WHAT YOU SHOULD DO - A single figure is required: the number of lines below that contain "similar".
------------
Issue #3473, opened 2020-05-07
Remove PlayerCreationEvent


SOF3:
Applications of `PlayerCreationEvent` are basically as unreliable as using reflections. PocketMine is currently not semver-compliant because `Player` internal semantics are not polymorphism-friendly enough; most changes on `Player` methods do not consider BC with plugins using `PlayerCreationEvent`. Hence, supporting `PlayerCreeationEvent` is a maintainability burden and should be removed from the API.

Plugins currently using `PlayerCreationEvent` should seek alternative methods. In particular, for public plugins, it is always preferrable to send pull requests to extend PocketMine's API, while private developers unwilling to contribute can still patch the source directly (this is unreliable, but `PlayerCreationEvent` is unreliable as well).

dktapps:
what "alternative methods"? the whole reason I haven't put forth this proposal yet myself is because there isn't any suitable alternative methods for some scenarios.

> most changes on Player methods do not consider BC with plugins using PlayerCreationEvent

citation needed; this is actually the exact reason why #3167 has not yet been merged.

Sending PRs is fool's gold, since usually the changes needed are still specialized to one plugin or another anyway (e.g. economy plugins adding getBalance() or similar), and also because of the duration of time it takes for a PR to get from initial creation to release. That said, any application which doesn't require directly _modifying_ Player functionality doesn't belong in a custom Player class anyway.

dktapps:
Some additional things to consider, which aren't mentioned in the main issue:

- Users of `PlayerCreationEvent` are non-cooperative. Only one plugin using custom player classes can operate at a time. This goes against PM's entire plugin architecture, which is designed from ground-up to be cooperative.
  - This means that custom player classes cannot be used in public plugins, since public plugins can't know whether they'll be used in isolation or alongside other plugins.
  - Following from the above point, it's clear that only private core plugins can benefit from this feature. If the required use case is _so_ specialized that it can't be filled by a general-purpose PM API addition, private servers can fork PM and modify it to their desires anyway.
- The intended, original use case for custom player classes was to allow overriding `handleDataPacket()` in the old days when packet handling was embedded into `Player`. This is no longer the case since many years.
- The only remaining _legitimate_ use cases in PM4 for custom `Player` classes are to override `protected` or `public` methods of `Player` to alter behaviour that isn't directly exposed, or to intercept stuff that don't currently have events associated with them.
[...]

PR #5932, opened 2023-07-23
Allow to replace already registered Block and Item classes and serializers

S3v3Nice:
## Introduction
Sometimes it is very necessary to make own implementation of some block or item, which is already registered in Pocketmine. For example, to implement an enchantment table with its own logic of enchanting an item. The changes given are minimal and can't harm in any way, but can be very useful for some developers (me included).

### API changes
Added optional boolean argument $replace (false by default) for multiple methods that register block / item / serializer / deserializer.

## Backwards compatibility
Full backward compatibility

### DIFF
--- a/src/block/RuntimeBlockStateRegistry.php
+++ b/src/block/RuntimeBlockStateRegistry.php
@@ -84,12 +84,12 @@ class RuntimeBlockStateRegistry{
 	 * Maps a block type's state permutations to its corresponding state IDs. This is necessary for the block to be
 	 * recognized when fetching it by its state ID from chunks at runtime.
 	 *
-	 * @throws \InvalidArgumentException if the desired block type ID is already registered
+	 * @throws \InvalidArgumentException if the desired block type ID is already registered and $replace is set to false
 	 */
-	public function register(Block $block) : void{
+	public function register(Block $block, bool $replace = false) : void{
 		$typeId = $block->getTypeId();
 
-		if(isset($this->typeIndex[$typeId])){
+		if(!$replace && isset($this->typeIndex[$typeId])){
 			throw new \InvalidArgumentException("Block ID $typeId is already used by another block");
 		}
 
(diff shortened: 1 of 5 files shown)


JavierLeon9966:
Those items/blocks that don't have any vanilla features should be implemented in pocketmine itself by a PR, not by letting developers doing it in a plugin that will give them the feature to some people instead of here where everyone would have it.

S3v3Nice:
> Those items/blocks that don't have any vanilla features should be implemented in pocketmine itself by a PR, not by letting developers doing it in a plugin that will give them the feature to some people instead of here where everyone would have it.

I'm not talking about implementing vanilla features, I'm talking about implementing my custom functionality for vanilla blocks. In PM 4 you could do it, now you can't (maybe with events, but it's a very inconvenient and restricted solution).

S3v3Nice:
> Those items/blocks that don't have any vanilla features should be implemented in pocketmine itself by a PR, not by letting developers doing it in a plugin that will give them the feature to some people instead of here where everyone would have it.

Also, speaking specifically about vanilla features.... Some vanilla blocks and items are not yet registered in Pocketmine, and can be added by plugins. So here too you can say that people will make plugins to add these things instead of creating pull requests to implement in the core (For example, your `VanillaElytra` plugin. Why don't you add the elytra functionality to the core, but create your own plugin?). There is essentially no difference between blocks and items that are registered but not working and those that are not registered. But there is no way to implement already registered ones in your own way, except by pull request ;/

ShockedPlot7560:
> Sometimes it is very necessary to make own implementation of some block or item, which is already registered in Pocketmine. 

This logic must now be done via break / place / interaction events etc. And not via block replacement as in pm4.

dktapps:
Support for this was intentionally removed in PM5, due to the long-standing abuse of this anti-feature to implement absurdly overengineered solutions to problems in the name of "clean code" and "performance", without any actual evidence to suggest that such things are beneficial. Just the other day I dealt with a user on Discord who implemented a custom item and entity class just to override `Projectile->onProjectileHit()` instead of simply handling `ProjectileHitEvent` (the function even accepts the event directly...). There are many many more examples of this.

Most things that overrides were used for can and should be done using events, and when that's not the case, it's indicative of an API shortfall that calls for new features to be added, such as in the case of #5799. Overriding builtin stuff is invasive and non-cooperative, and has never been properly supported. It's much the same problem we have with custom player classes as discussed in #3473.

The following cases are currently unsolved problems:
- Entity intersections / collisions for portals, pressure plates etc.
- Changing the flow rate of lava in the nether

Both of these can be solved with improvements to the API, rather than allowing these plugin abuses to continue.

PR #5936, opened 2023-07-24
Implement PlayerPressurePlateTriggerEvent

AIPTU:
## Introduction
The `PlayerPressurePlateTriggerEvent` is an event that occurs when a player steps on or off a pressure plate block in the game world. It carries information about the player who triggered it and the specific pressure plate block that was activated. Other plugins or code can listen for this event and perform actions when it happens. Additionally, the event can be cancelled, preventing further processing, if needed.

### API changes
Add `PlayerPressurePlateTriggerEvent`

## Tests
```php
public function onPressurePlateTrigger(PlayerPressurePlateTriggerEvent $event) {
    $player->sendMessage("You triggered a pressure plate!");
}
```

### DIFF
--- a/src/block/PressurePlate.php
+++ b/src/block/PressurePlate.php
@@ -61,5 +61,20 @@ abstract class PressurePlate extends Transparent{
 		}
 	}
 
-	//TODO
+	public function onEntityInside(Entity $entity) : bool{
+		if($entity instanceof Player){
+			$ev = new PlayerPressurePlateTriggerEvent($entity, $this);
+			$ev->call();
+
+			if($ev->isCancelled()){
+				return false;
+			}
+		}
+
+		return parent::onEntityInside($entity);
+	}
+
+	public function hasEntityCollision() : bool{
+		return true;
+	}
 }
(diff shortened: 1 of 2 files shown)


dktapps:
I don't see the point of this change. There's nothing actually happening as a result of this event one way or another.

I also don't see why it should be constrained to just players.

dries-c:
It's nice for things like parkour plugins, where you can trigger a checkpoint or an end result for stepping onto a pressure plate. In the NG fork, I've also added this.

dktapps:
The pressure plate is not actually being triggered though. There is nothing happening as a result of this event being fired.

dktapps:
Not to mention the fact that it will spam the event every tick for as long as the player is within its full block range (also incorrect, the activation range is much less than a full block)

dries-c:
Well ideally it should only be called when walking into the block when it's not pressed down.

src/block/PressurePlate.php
------------
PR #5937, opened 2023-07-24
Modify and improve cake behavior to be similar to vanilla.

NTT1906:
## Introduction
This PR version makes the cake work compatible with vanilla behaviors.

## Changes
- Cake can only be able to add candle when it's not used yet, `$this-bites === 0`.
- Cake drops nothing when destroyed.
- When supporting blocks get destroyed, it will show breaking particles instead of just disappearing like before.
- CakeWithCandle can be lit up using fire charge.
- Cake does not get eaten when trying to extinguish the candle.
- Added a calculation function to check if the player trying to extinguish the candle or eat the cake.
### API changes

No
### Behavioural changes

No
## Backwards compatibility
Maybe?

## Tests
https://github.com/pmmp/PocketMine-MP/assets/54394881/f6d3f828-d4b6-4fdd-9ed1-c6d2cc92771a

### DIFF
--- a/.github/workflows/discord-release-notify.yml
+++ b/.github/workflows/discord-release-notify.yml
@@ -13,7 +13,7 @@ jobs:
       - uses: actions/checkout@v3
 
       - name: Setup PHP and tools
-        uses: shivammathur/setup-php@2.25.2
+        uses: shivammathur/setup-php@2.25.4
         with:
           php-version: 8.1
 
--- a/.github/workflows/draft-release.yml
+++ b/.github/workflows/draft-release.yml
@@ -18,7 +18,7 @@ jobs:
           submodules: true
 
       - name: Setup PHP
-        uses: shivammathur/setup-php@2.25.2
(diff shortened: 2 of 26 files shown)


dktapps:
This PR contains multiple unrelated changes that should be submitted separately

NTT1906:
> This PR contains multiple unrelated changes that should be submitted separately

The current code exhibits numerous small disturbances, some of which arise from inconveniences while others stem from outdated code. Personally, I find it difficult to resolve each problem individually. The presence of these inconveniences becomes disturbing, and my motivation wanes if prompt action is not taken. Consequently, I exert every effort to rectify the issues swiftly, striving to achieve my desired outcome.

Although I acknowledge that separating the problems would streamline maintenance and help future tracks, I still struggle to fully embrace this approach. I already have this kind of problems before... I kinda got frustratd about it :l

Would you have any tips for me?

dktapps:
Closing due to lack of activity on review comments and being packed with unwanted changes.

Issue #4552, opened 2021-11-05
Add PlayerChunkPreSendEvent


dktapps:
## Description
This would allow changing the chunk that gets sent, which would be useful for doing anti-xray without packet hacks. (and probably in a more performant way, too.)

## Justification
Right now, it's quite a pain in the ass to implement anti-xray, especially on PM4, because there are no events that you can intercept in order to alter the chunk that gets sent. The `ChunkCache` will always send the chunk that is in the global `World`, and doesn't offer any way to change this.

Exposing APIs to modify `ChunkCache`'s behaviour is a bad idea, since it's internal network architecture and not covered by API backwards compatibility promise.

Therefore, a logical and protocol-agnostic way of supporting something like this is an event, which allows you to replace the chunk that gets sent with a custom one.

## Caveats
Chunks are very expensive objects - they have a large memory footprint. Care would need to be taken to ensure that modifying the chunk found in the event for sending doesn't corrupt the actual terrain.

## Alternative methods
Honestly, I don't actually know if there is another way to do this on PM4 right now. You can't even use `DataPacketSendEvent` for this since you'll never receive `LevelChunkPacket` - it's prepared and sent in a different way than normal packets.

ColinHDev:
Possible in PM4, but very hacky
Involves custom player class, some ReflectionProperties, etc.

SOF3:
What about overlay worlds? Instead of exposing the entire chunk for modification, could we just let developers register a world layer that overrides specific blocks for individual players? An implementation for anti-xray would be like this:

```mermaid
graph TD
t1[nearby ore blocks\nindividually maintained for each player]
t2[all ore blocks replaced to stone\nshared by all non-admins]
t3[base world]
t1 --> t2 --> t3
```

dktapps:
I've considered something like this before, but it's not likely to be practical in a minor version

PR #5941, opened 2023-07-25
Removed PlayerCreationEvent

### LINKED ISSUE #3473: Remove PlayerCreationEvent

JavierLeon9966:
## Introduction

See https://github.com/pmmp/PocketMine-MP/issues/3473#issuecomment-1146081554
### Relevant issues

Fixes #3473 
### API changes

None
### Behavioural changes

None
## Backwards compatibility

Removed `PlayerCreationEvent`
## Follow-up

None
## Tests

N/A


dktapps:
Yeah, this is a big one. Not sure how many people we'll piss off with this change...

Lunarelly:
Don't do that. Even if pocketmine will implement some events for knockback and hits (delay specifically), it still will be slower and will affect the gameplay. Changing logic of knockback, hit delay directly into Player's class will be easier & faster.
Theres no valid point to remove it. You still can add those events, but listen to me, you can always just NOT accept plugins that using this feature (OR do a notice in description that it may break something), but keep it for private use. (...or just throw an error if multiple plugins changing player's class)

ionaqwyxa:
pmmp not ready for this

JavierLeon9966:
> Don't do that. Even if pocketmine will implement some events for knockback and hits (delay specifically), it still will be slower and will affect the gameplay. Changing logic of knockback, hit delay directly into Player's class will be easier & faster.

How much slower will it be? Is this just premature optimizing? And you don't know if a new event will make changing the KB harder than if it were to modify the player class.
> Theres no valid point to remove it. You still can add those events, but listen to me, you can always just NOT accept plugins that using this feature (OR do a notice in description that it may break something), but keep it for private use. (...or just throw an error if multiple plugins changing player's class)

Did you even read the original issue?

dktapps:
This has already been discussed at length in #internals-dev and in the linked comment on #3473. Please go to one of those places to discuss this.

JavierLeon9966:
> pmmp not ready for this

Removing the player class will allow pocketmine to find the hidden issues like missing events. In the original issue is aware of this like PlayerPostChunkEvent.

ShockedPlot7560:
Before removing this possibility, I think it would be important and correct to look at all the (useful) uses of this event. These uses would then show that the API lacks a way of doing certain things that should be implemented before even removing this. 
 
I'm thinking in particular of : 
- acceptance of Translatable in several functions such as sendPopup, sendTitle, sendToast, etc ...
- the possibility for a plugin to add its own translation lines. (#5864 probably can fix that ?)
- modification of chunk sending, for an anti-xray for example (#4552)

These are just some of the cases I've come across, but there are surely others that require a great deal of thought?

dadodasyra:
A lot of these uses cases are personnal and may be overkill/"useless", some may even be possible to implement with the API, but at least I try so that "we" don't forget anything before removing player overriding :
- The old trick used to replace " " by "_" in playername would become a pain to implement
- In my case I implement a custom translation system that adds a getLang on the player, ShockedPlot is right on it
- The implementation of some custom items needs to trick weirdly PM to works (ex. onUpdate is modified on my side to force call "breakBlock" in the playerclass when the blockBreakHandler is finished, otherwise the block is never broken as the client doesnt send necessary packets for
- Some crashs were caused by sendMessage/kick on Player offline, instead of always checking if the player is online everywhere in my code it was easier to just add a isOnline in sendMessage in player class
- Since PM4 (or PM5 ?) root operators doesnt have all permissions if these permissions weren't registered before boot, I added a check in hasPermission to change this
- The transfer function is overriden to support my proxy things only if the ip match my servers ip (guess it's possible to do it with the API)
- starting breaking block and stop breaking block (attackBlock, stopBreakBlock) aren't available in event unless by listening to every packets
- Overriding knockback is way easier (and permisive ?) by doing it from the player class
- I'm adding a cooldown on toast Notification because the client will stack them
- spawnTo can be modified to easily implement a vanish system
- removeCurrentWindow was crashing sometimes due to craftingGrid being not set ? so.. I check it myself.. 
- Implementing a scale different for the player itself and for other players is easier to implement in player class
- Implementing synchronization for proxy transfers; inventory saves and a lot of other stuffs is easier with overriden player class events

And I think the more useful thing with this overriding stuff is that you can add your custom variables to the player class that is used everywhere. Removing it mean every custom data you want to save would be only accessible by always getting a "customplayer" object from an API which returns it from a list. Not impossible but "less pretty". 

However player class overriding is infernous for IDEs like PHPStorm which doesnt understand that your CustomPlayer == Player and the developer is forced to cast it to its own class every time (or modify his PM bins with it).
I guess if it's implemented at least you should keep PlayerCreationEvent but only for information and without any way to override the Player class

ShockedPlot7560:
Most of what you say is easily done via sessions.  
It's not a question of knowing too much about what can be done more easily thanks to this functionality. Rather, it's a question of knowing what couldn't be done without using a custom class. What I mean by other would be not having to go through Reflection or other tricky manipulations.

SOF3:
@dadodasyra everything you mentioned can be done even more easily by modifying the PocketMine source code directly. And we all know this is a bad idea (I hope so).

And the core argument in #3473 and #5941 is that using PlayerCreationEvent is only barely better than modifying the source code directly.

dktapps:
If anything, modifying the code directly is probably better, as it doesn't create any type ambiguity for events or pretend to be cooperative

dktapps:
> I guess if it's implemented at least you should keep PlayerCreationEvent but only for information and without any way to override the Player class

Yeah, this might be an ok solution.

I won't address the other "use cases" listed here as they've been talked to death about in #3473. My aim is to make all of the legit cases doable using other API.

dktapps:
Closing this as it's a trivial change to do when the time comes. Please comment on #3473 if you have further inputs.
------------
SOLUTION - 2